We do hereby promise to pay Mrs. Jean R. Winters the principal amount of seventy-two hundred dollars and interest at annual rate of six and one-quarter per cent on the balance due to account number 3336, in portions as soon as our finances enable us to do so.
In the event of our death, the estate is to pay to the account the full balance remaining of the said amount. Signed, Charles E. Schafer and Nora P. Schafer.”
I would like to make this notarized copy, I might add, I would like to make that Exhibit 2.” Before the execution of this document, and, in fact, the copy of the passbook, which your Honor has before you, reflects this: On June 10, 1975, the defendant placed one hundred dollars in the account; On June 27, 1975, an additional one hundred dollars into the account, and on the day that the instrument in question was executed by the defendant and her husband, she placed an additional eighty dollars into the account. Thereafter on August the 14th, 1975, an additional one thousand dollars was taken from the account by Jean Rita Winters, and given to Nora P. Schafer, the defendant herein. Subsequent to that time, Jean Rita Winters has made demand for the payment of the eighty-two hundred dollars plus interest, and we are submitting the matter to your Honor for a determination of the rights and liabilities of the parties herein. I might add that as Exhibit 3, I would like to present to the Court the check that was drawn on August 14th, 1975, from this account, and endorsed, and showing it was deposited to the account of Nora P. Schafer, the defendant herein. That will be Exhibit 3, and that would conclude the statement of facts.”

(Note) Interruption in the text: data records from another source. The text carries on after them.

PR #2570, opened 2022-07-11
Fix: Set privileged attribute when populating desired state in tf integration

lechuk47:
Missing part of https://github.com/app-sre/qontract-reconcile/pull/2569

### DIFF
--- a/reconcile/terraform_resources.py
+++ b/reconcile/terraform_resources.py
@@ -606,6 +606,7 @@ def populate_desired_state(
                 resource_type=oc_resource.kind,
                 name=spec.output_resource_name,
                 value=oc_resource,
+                privileged=spec.namespace.get("clusterAdmin") or False,
             )
 
 


bkez322 (approved):
LGTM

reconcile/terraform_resources.py
```diff
@@ -606,6 +606,7 @@ def populate_desired_state(
                 resource_type=oc_resource.kind,
                 name=spec.output_resource_name,
                 value=oc_resource,
+                privileged=spec.namespace.get("clusterAdmin", False),
```
geoberle, line 609: when `clusterAdmin` is not defined in a namespace file, the graphql query will return null for it and `get("clusterAdmin", False)` will result in None. 

```suggestion
                privileged=spec.namespace.get("clusterAdmin") or False,
```

lechuk47: You are right. Even though the result is the same is better set this way. 
Fixed.

geoberle: absolutely. but explicit types are always nice :)
thanks for fixing it!

PR #2573, opened 2022-07-12
Locally scope cli.py imports to save memory usage

steveteahan:
Every import in cli.py has to complete before any integration begins
running. This is because import statements are executed when the cli
module is imported, which happens as a result of console_scripts in
setup.py. Currently, memory usage can reach ~120MB before an integration
ever starts running. This change scopes the imports inside the integration
command functions so that the import only happens when the function
is executed (we only expect to execute a single integration function per
container).

There are probably more elegant ways to fix this issue, but for now
this should work and saves us 50MB or more of imports for many
integrations that don't require the importing of the majority of
qontract-reconcile modules.

### Memory usage

Here are some rough estimates of how much memory usage we'll save from some of the tested integrations:

| Integration        | Memory           |
| ------------- |:-------------:|
| quay-membership      | >70MB |
| gitlab-housekeeping      | >50MB      | 
| slack-usergroups      | >50MB      | 
| terraform-resources | <10MB      |
| openshift-* | <10MB      |

For some integrations like quay-membership or gitlab-housekeeping, this is essentially cutting the memory in half. Some of the more memory hungry integrations, like terraform and openshift integrations, do not benefit a lot from this change. It seems that we have some memory hungry imports, in particular imports from `kubernetes.client` alone can account for 40+ MB.

The memory usage will only get worse as new integrations are added, so even if we only get modest decreases in usage for some of the memory hungry integrations, this will at least avoid piling on to the problem.

### Running integrations

All of the integrations above where run in dry-run mode to ensure there wasn't any change in behavior.

### DIFF
--- a/.coveragerc
+++ b/.coveragerc
@@ -3,4 +3,4 @@ branch = True
 omit = reconcile/test/*
 
 [report]
-fail_under = 34
+fail_under = 32.5
--- a/reconcile/cli.py
+++ b/reconcile/cli.py
@@ -11,111 +11,6 @@ import sentry_sdk
 
 from reconcile.utils import config
 from reconcile.utils import gql
-import reconcile.dyn_traffic_director
-import reconcile.github_org
-import reconcile.github_owners
-import reconcile.github_users
-import reconcile.github_scanner
-import reconcile.github_validator
-import reconcile.openshift_clusterrolebindings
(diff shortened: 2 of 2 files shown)


geoberle (approved):
LGTM ❤️

patjlm (approved):

PR #2574, opened 2022-07-13
[jjb] config_path loading via resource resolver

geoberle:
the jenkins job builder integration loads config_path resources one by one which results in slower reconciliation runs.
to improve that, we use the resource reference resolver feature from qontract-server introduced with https://github.com/app-sre/qontract-server/pull/147

while the impact on integration speed is not that hight for jenkins job builder, the resource resolution capability can be easily showcased on this integration so others like terraform-resources have a working example

part of https://issues.redhat.com/browse/APPSRE-6003
depends on schema change https://github.com/app-sre/qontract-schemas/pull/190

### DIFF
--- a/reconcile/jenkins_job_builder.py
+++ b/reconcile/jenkins_job_builder.py
@@ -28,7 +28,9 @@ QUERY = """
     }
     type
     config
-    config_path
+    config_path {
+      content
+    }
   }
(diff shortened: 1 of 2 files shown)


maorfr:
this is amazing :heart:

PR #2575, opened 2022-07-13
Support updates to a Deployment's label selector.

chassing:
Procedure:
* openshift_base.apply handles FieldIsImmutableError for Deployments
* Checks that the update strategy is RollingUpdate for the current running Deployment; otherwise, reraise FieldIsImmutableError
* Remove old Deployments without removing the last ReplicaSet and Pods
* Apply new Deployment
* Adapt ownership of old ReplicaSet, it'll be removed automatically afterward when the new Deployment is ready

See APPSRE-5728

### DIFF
--- a/reconcile/openshift_base.py
+++ b/reconcile/openshift_base.py
@@ -10,7 +10,12 @@ from sretoolbox.utils import retry
 from sretoolbox.utils import threaded
 
 from reconcile import queries
-from reconcile.utils.oc import FieldIsImmutableError, OCClient, OCLogMsg
+from reconcile.utils.oc import (
+    DeploymentFieldIsImmutableError,
+    FieldIsImmutableError,
+    OCClient,
+    OCLogMsg,
+)
 from reconcile.utils.oc import MayNotChangeOnceSetError
 from reconcile.utils.oc import PrimaryClusterIPCanNotBeUnsetError
 from reconcile.utils.oc import InvalidValueApplyError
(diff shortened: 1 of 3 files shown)


reconcile/openshift_base.py
```diff
@@ -345,11 +345,47 @@ def apply(
         except FieldIsImmutableError:
             # Add more resources types to the list when you're
             # sure they're safe.
-            if resource_type not in ["Route", "Service", "Secret"]:
+            if resource_type not in ["Route", "Service", "Secret", "Deployment"]:
```
maorfr, line 348: would it make sense to raise a different exception and handle this in a separate section?

reconcile/openshift_base.py
```diff
@@ -345,11 +345,47 @@ def apply(
...
+                # create new one
+                oc.apply(namespace=namespace, resource=annotated)
+                if obsolete_rs:
+                    oc.wait_for_deployment(namespace, resource.name)
+                    # delete old ReplicSet
+                    oc.delete(
+                        namespace=namespace,
+                        kind=obsolete_rs["kind"],
+                        name=obsolete_rs["metadata"]["name"],
+                    )
```
geoberle, line 385: i would have expected that the new deployment takes ownership of the old ReplicaSet and handles scaledown of its pods during the RollingUpgrade. if that is true (i honestly don't know for sure), the deletion of the replicaset would not be necessary. i'm happy to learn something new here

geoberle: after discussing with @chassing i learned that the ownership reference of the old ReplicaSet does not only include name and kind but also the uid, which changes when the Deployment is recreated.

idea: after replacing the Deployment, update the old ReplicaSet ownership reference with the uid of the new Deployment. this way no waiting for Deployment success and no deletion of the old ReplicaSet "should" be necessary. worth testing because it would imply to get rid of the waiting.

chassing: I tried it, but it doesn't work :( After deletion of the old Deployment, the `ownerReference` disappeared in the old ReplicaSet; trying to add it again, but it was removed immediately.

geoberle: there is a way to do it. when you update the old `ReplicaSet` with the `ownerReference` (with `controller: true`), you also need to update the `metadata.labels` of it to match the `spec.selector.matchLabels` of the `Deployment` (mins the `pod-template-hash`). this is the roughly the way operator SDK does it behind the scenes in its adoption logic. 🤯 

it is a lot more effort but could be still worth it in order to get rid of the waiting.

it is completely up to you if you want to go that road.

chassing: Yeah, that's working like a charm. I'll adapt the code.

chassing: @geoberle PTAL

geoberle: nice. LVGTM

reconcile/openshift_base.py
chassing: @maorfr now ok for you?

geoberle (approved):
LGTM

reconcile/openshift_base.py
maorfr: Yes! Thank you!

PR #2593, opened 2022-07-19
sql_query: large query support (#2522)

chassing:
Instead of giving SQL query as a command line parameter, get it via a config map file.
find and delete k8s objects by labels

see APPSRE-5774


chassing:
@rporres please approve this one again.

rporres (approved):
This is the same as #2522, so LGTM :)

PR #2595, opened 2022-07-20
[saas-file-owners] support referenced targets

maorfr:
part of https://issues.redhat.com/browse/APPSRE-6028

this PR introduces support for the `saas-file-owners` integration such that tenants can self-service valid saas file changes, even if those changes happen in a referenced saas file target, rather then an inlined one (https://github.com/app-sre/qontract-schemas/pull/200).

### DIFF
--- a/reconcile/saas_file_owners.py
+++ b/reconcile/saas_file_owners.py
@@ -343,8 +343,8 @@ def run(
         saas_file_target_path = diff["target_path"]
         if saas_file_target_path:
             changed_path_matches = [
-            c for c in changed_paths_copy if c.endswith(saas_file_target_path)
-        ]
+                c for c in changed_paths_copy if c.endswith(saas_file_target_path)
+            ]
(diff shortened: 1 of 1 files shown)


reconcile/saas_file_owners.py
```diff
@@ -334,6 +340,11 @@ def run(
         changed_path_matches = [
             c for c in changed_paths_copy if c.endswith(saas_file_path)
         ]
+        saas_file_target_path = diff["target_path"]
+        if saas_file_target_path:
+            changed_path_matches = [
```
janboll, line 345: Perhaps I am not understanding this fully, Is overwriting   `changed_path_matches` really intended? What if I change both?

maorfr: great catch! https://github.com/app-sre/qontract-reconcile/pull/2595/commits/ae50a1633a2788faeb119224afb2be5815f7776a

PR #2596, opened 2022-07-20
Refactor unleash implementation

janboll:
Keep the client, do not create one per Request. This reduces the number
of requests to unleash. This reduces likelyhood of DNS errors due to
failed lookups during cluster upgrades.

Related ticket: APPSRE-5719

### DIFF
--- a/reconcile/utils/oc.py
+++ b/reconcile/utils/oc.py
@@ -1231,7 +1231,7 @@ class OC:
             use_native = use_native.lower() in ["true", "yes"]
         else:
             enable_toggle = "openshift-resources-native-client"
-            strategies = get_feature_toggle_strategies(enable_toggle, ["perCluster"])
+            strategies = get_feature_toggle_strategies(enable_toggle)
 
             # only use the native client if the toggle is enabled and this
             # server is listed in the perCluster strategy
--- a/reconcile/utils/unleash.py
+++ b/reconcile/utils/unleash.py
@@ -1,117 +1,94 @@
 import os
-import tempfile
-import shutil
 import threading
+from typing import Mapping, Optional, Any
 
-from UnleashClient import UnleashClient
+from UnleashClient import UnleashClient, BaseCache
 from UnleashClient import strategies
+from UnleashClient.strategies import Strategy
 
-from reconcile.utils.defer import defer
 from reconcile.utils.helpers import toggle_logger
 
-log_lock = threading.Lock()
+client_local = threading.local()
+
+custom_strategies = ["perCluster", "perClusterNamespace"]
+
+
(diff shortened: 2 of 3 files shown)


janboll:
Tested by comparing results with old and new implementation using a couple of feature toggles. Including `openshift-resources-native-client`

reconcile/utils/unleash.py
```diff
@@ -1,117 +1,94 @@
...
-from UnleashClient import UnleashClient
+from UnleashClient import UnleashClient, BaseCache
 from UnleashClient import strategies
+from UnleashClient.strategies import Strategy
 
-from reconcile.utils.defer import defer
 from reconcile.utils.helpers import toggle_logger
 
-log_lock = threading.Lock()
+client_local = threading.local()
```
geoberle, line 11: So I understand correctly that there will be one unleash client per thread?

janboll: Correct, I added a test to make that clearer.

reconcile/utils/oc.py
```diff
@@ -1231,7 +1231,7 @@ def __new__(
             use_native = use_native.lower() in ["true", "yes"]
         else:
             enable_toggle = "openshift-resources-native-client"
-            strategies = get_feature_toggle_strategies(enable_toggle, ["perCluster"])
+            strategies = get_feature_toggle_strategies(enable_toggle)
```
maorfr, line 1234: why is this being removed?

reconcile/utils/unleash.py
geoberle: What is the reason to have one per thread?

janboll: I kept it the way it was. The previous implementation had the same behavior but destroyed the client after every request. 

Let me test and read up if the client is thread safe.

geoberle: thank you for taking additional time looking into this ❤️

reconcile/utils/unleash.py
```diff
@@ -1,117 +1,96 @@
...
 
-from UnleashClient import UnleashClient
+from UnleashClient import UnleashClient, BaseCache
 from UnleashClient import strategies
+from UnleashClient.strategies import Strategy
 
-from reconcile.utils.defer import defer
 from reconcile.utils.helpers import toggle_logger
 
-log_lock = threading.Lock()
```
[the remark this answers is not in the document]
janboll: I'll leave it removed...
https://docs.python.org/2/library/logging.html#thread-safety

fishi0x01 (approved):
Nice refactor! :+1:

PR #2601, opened 2022-07-21
[automated promotions] support referenced targets

maorfr:
part of https://issues.redhat.com/browse/APPSRE-6028

this MR introduces handling for automated promotions in targets which are referenced from saas files and not inlined.

### DIFF
--- a/reconcile/utils/mr/auto_promoter.py
+++ b/reconcile/utils/mr/auto_promoter.py
@@ -87,8 +87,8 @@ class AutoPromoter(MergeRequestBase):
 
             return modified
 
-    @staticmethod
     def process_target(
+        self,
         target: MutableMapping[str, Any],
         promotion_item: Mapping[str, Any],
         commit_sha: str,
@@ -112,7 +112,7 @@ class AutoPromoter(MergeRequestBase):
                 target_updated = True
 
             # Update Promotion data
-            modified = AutoPromoter.process_promotion(
+            modified = self.process_promotion(
                 promotion_item, target_promotion, channels
             )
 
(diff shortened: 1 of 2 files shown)


reconcile/utils/mr/auto_promoter.py
```diff
@@ -114,30 +149,8 @@ def process(self, gitlab_cli):
...
-
-                            # Update Promotion data
-                            modified = AutoPromoter.process_promotion(
-                                item, target_promotion, channels
-                            )
-
-                            if modified:
-                                saas_file_updated = True
+                        if self.process_target(target, item, commit_sha):
+                            saas_file_updated = True
```
geoberle, line 153: refactoring out the logic make the main method real slick ❤️

reconcile/utils/saasherder.py
```diff
@@ -7,7 +7,7 @@
 import hashlib
 import re
 from collections import ChainMap
-from typing import Iterable, Mapping, Any, MutableMapping, Tuple, cast
```
geoberle, line 10: nit: you can use lower case `dict` and `set` without importing them

reconcile/utils/saasherder.py
```diff
@@ -1634,8 +1646,14 @@ def _get_subscribe_saas_file_path_map(saas_files, auto_only=False):
                     subscribe = target_promotion.get("subscribe")
                     if not subscribe:
                         continue
+                    target_path = target.get("path")
```
geoberle, line 1649: for future "us" leave a comment stating that if target has a path it is a dedicated file
it seems obvious now but might be hard to read in the future

geoberle (approved):
i love this. LGTM

PR #2602, opened 2022-07-21
Limit the number of revisions per deployment

lechuk47:
```
❯ time oc get rs | wc -l
   27254

oc get rs  15.03s user 1.09s system 70% cpu 22.773 total
wc -l  0.11s user 0.22s system 1% cpu 22.772 total
```


cubismod (approved):
LGTM, minus those test errors. Not sure why they're failing with such a simple change :thinking:

PR #3032, opened 2022-11-30
[openshift-users] OIDC support

chassing:
`openshift-users` must consider all user identities based on cluster auth configuration, not just GitHub ones.

APPSRE-6646

### DIFF
--- a/reconcile/openshift_users.py
+++ b/reconcile/openshift_users.py
@@ -43,11 +43,9 @@ def get_cluster_users(cluster, oc_map, clusters):
             # ignore admins
             continue
         if any(
-            [
-                identity.startswith(identity_prefix)
-                for identity in u.get("identities", [])
-                for identity_prefix in identity_prefixes
-            ]
+            identity.startswith(identity_prefix)
+            for identity in u.get("identities", [])
+            for identity_prefix in identity_prefixes
         ):
             # the user has at least one identitiy which is managed by app-interface
             users.append(u["metadata"]["name"])
--- a/reconcile/openshift_users.py
+++ b/reconcile/openshift_users.py
@@ -1,6 +1,5 @@
 import itertools
 import logging
-import sys
 
 from sretoolbox.utils import threaded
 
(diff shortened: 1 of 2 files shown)


reconcile/openshift_users.py
```diff
@@ -1,34 +1,56 @@
...
-        and u["identities"][0].startswith("github")
-        and not u["metadata"].get("labels", {}).get("admin", "")
-    ]
+    users: list[str] = []
 
-    return [{"cluster": cluster, "user": user} for user in users or []]
+    cluster_info = None
+    for cl in clusters:
+        if cl["name"] == cluster:
+            cluster_info = cl
```
jfchevrette, line 28: nit: I like this fancy way of finding an item from a list using a generator expression. This is very subjective so feel free to just close this :)
```suggestion
cluster_info = next((cl for cl in clusters if cl["name"] == cluster), None)
```

chassing: I like your way to find an item in a list :) Thx for that

reconcile/openshift_users.py
```diff
@@ -14,21 +15,38 @@
 QONTRACT_INTEGRATION = "openshift-users"
 
 
-def get_cluster_users(cluster, oc_map):
+def get_cluster_users(cluster, oc_map, clusters):
```
geoberle, line 18: it would be cool to have a `starmap` version of `threaded.run`, then we could do something like

```
def get_cluster_users(cluster_info, ocm_cluster):
   ...


results = threaded.run(
        get_cluster_users,
        [
          (cluster_info, ocm_cluster) ... rest of the expression that generates a list of cluster_info,ocm_cluster tuples
        ]
        thread_pool_size,
    )
```

the situation that `cluster_info` would be None (or at least the mypy required None check), could be avoided right from the beginning.

reconcile/openshift_users.py
```diff
@@ -14,21 +15,38 @@
...
-        u["metadata"]["name"]
-        for u in oc.get_users()
-        if u.get("identities", None) is not None
-        and len(u["identities"]) == 1
-        and u["identities"][0].startswith("github")
-        and not u["metadata"].get("labels", {}).get("admin", "")
-    ]
+    users: list[str] = []
+
+    cluster_info = next((cl for cl in clusters if cl["name"] == cluster), None)
```
geoberle, line 25: if cluster_info can't be None (and from the rest of the code my understanding is as well that it can't be None), the following change would spare you from the `None` check (i assume it is mostly here because of mypy)
```suggestion
    cluster_info = next((cl for cl in clusters if cl["name"] == cluster))
```

geoberle (approved):
only nits

reconcile/openshift_users.py
chassing: That does the trick. Thx

reconcile/openshift_users.py
chassing: I want to keep the current solution, it is the less intrusive

bkez322:
Related: https://coreos.slack.com/archives/GGC2A0MS8/p1670374909268579

PR #3033, opened 2022-11-30
update qr base and builder images to use latest version

jfchevrette:
Promote the changes from https://github.com/app-sre/container-images/pull/61

Ref.:[APPSRE-6583](https://issues.redhat.com/browse/APPSRE-6583)


jfchevrette:
Change is minor and simply following an established process so I will merge without review

PR #3034, opened 2022-11-30
Fix issues when a cluster is deleted in OCM

patjlm:
This fixes the case where a cluster is removed from OCM but remains in the ocm schema definition.
However, there seem to be other subsequent issues in this case. I will need to dig more.


kwilczynski (approved):
@patjlm, thank you for the fix!

PR #3038, opened 2022-12-01
Terraform-users use reencryption integration

janboll:
This introduces pgp re-encryption support to terraform-users. It is added in a backward-compatible manner. A feature toggle added makes it possible to filter AWS accounts for which re-encryption should not be used. 

Related re-encryption integration:  https://github.com/app-sre/user-validator/pull/32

Let it be noted that although in this case there is no dispute as to any of the first-level facts such as who said what to whom and where and when (and the credibility of witnesses has, therefore, no bearing on the decision), there yet remains a fact-finding issue to be resolved — the high-level fact finding of what to make of those first-level facts. From those arguably ambiguous first-level facts, the fact finder must come up with an ultimate, second-level fact. Does one infer from the undisputed physical phenomena and the undisputed conduct of the parties that Mrs. Winters made a gift of the money to her niece or does one infer that she made a loan? Even observing the same event, reasonable minds might read into it different significances. Judge DeWaters, for his part, recognized that two contrary meanings could be drawn from the undisputed evidence:

"The primary issue before this Court is whether the transaction between the parties was in the nature of a loan and thereby created an indebtedness, or a valid inter vivos gift thereby extinguishing the Plaintiffs claim.”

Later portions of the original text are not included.